Ab wann wart ihr euch sicher?

Hallo zusammen,

Mich würde es total interessieren, ab wann ihr euch wirklich sicher mit dem Namen von eurem kleinem Bauchbewohner wart?

Wir haben eigentlich seit Anfang an einen Favoriten, und ich schätze nicht, dass sich der Name noch ändern wird. Aber man weiß ja nie... jetzt werde ich schon oft angesprochen, ob wir schon einen Namen haben. Bin mir total unsicher, ob wir ihn schon verkünden sollen, oder noch warten sollen. Aber wenn warten - wie lange? :-D dann müssten wir ja rein theoretisch bis zur Geburt warten.

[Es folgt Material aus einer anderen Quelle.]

PR #518, opened 2017-11-23
edit: support custom location matcher 

tw4452852:

### DIFF
--- a/edit/location/location.go
+++ b/edit/location/location.go
@@ -31,17 +31,22 @@ type mode struct {
 	binding eddefs.BindingMap
 	hidden  vector.Vector
 	pinned  vector.Vector
+	matcher eval.Callable
 }
+
+var matchDirPatternBuiltin = eval.NewBuiltinFn("edit:location:match-dir-pattern", matchDirPattern)
 
 // Init initializes the location mode for an Editor.
 func Init(ed eddefs.Editor, ns eval.Ns) {
-	m := &mode{ed, eddefs.EmptyBindingMap, vals.EmptyList, vals.EmptyList}
+	m := &mode{ed, eddefs.EmptyBindingMap, vals.EmptyList, vals.EmptyList, matchDirPatternBuiltin}
 	ns.AddNs("location",
 		eval.Ns{
 			"binding": vars.FromPtr(&m.binding),
 			"hidden":  vars.FromPtr(&m.hidden),
 			"pinned":  vars.FromPtr(&m.pinned),
-		}.AddBuiltinFn("edit:location:", "start", m.start))
+			"matcher": vars.FromPtr(&m.matcher),
+		}.AddBuiltinFn("edit:location:", "start", m.start).
+			AddFn("match-pattern", matchDirPatternBuiltin))
 }
 
 func (m *mode) start() {
@@ -75,7 +80,7 @@ func (m *mode) start() {
 	// Drop the error. When there is an error, home is "", which is used to
 	// signify "no home known" in location.
 	home, _ := util.GetHome("")
-	ed.SetModeListing(m.binding, newProvider(dirs, home))
+	ed.SetModeListing(m.binding, newProvider(dirs, home, ed.Evaler(), m.matcher))
 }
 
 // convertListToDirs converts a list of strings to []storedefs.Dir. It uses the
@@ -105,13 +110,15 @@ func convertListsToSet(lis ...vector.Vector) map[string]struct{} {
 }
 
 type provider struct {
+	ev       *eval.Evaler
+	matcher  eval.Callable
 	home     string // The home directory; leave empty if unknown.
 	all      []storedefs.Dir
 	filtered []storedefs.Dir
 }
 
-func newProvider(dirs []storedefs.Dir, home string) *provider {
-	return &provider{all: dirs, home: home}
+func newProvider(dirs []storedefs.Dir, home string, ev *eval.Evaler, matcher eval.Callable) *provider {
+	return &provider{ev: ev, matcher: matcher, all: dirs, home: home}
 }
 
 func (*provider) ModeTitle(i int) string {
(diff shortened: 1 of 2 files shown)


edit/location.go
```diff
@@ -31,13 +31,14 @@ func init() {
 var PinnedScore = math.Inf(1)
 
 type location struct {
-	home     string // The home directory; leave empty if unknown.
-	all      []storedefs.Dir
-	filtered []storedefs.Dir
+	home            string // The home directory; leave empty if unknown.
+	all             []storedefs.Dir
+	filtered        []storedefs.Dir
+	caseInsensitive bool
```
xiaq: Use ignoreCase in accordance with the matcher flag `&ignore-case`. Same for below.

edit/location_test.go
```diff
@@ -12,16 +12,18 @@ var (
 		{"/pinned", PinnedScore},
 		{"/src/github.com/elves/elvish", 300},
 		{"/src/home/xyz", 233},
+		{"/deAd", 200},
 		{"/home/dir", 100},
 		{"/foo/\nbar", 77},
 		{"/usr/elves/elvish", 6},
-	}, "/home")
+	}, "/home", true)
```
xiaq: Please include tests for both case-sensitive and insensitive scenerios.

edit/location.go
```diff
@@ -215,3 +219,11 @@ var _ = RegisterVariable("loc-pinned", func() eval.Variable {
 func (ed *Editor) locPinned() eval.List {
 	return ed.variables["loc-pinned"].Get().(eval.List)
 }
+
```
xiaq: As said above, this should only be a temporary solution. Prefix the variable with a dash and make it `-loc-ignore-case`.

tw4452852:
@xiaq 
Indeed, so i just give it a shot, now user can set the location matcher with `edit:-matcher['-location']`, and it will leverage the same options as other matchers, like `$smart-case` and `$ignore-case`.

xiaq:
Hi, sorry for the delay. I feel there are two problems with the implementation:

* You are changing the representation of (filtered) dir entries from `storedefs.Dir` to a struct that satisfies the `candidate` interface, as well as introducing the `lesser` interface, so that you can use `filterAndCookCandidates`. This seems unnecessary: the matcher API is not tied to the `candidate` interface and can be used to filter arbitrary entries. Please keep the representation of `location.filtered` and implement a `filterDirs` helper function to filter `storedefs.Dir` slices instead.

* Your implementation of `locationMatch` seems to be different from the current matcher. In particular, when `s = "a/b/c/d"` and `p = "a/d"`, the current matcher considers that a match, while `locationMatch` doesn't. Consider implementing a matcher on top of the current `makeLocationFilterPattern` function, instead of relying on `wrapMatcher`.

Use convenience functions when they make things straightforward. If you need to make extra efforts to just use a convenience function, prefer working with the lower level interface directly. It is important that we don't introduce unnecessary indirections.

Again, sorry for the delay and the not-so-positive review comments and thank you very much for the contributions! I know it can be frustrating for you. In future, you may want to discuss the implementation approach a bit before writing the code (unfortunately this means more round-trip with me, and I have quite unpredictable latency these days, and I am trying to fix this). Also, if you are comfortable experimenting and iterating with code directly in this way, feel free to continue to do so.

Finally, a comment on the API: Please move the customization point to `$edit:loc:matcher` instead of `$edit:-matcher`; the latter is intended for completion matchers. I will move it to `$edit:completion:matcher` to make it clear that it is for completions.

tw4452852:
@xiaq 
I agree with your comments. Maybe I should think this over and let's just abandon my second commit.

BTW, you could cherry-pick my first commit. It's just for a better performance.

notramo:
@tw4452852 @xiaq 
Any progress?

xiaq:
@notramo I cannot speak for tw, but I am not working on this right now.

tw4452852:
@notramo I will try to finish this recently.

edit/location/location.go
```diff
@@ -31,17 +31,22 @@ type mode struct {
 	binding eddefs.BindingMap
 	hidden  vector.Vector
 	pinned  vector.Vector
+	matcher eval.Callable
 }
 
+var matchPattern = eval.NewBuiltinFn("edit:location:match-pattern", patternMatch)
```
xiaq: I would prefer `match-dir-pattern`.

Don't name one thing `AB` and another `BA` just to avoid name conflict :) You can call the function `matchDirPattern` and the variable `matchDirPatternBuiltin`

edit/location/location.go
```diff
@@ -149,10 +156,39 @@ func showPath(path, home string) string {
 
 func (p *provider) Filter(filter string) int {
 	p.filtered = nil
-	pattern := makeLocationFilterPattern(filter)
-	for _, item := range p.all {
-		if pattern.MatchString(showPath(item.Path, p.home)) {
-			p.filtered = append(p.filtered, item)
+
```
xiaq: This is mostly duplicate with `edit/completion/candidate.go`. It is an awkward one, not very easy to factor out.

But you can always document that fact. It can serve the interest of future contributors; at some point the evaler API might have changed in way to make this easier to factor out.

edit/location/location_test.go
```diff
@@ -16,7 +17,7 @@ var (
 		{"/home/dir", 100},
 		{"/foo/\nbar", 77},
 		{"/usr/elves/elvish", 6},
-	}, "/home")
+	}, "/home", eval.NewEvaler(), matchPattern)
```
xiaq: Please add a test using an alternative matcher. The alternative matcher can be a "toy" one, e.g. one that only matches directories starting with `/usr` regardless of the pattern.

edit/location/location.go
tw4452852: Done.

edit/location/location.go
tw4452852: Done.

edit/location/location_test.go
tw4452852: Done.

Das war auch ursprünglich der Plan - eigentlich wollten wir es niemandem erzählen, haben es aber dann noch der Familie erzählt, weil man sich ja doch irgendwie freut den Namen mitteilen zu können. Ich hatte erst auf die Reaktionen Angst, aber ganz ehrlich, uns muss er gefallen, und denjenigen denen es nicht vor der Geburt gefallen wird, wird der Name auch nicht nach der Geburt gefallen - gelästert wird dann so oder so.

Also Frage an euch:
Wann wart ihr euch sicher?
Oder habt ihr vielleicht auch kurz vor der Geburt nochmal den Namen gewechselt? Obwohl ihr euch ziemlich sicher wart?

Viele Grüße
Magnolie mit kleiner Prinzessin im Bauch :-)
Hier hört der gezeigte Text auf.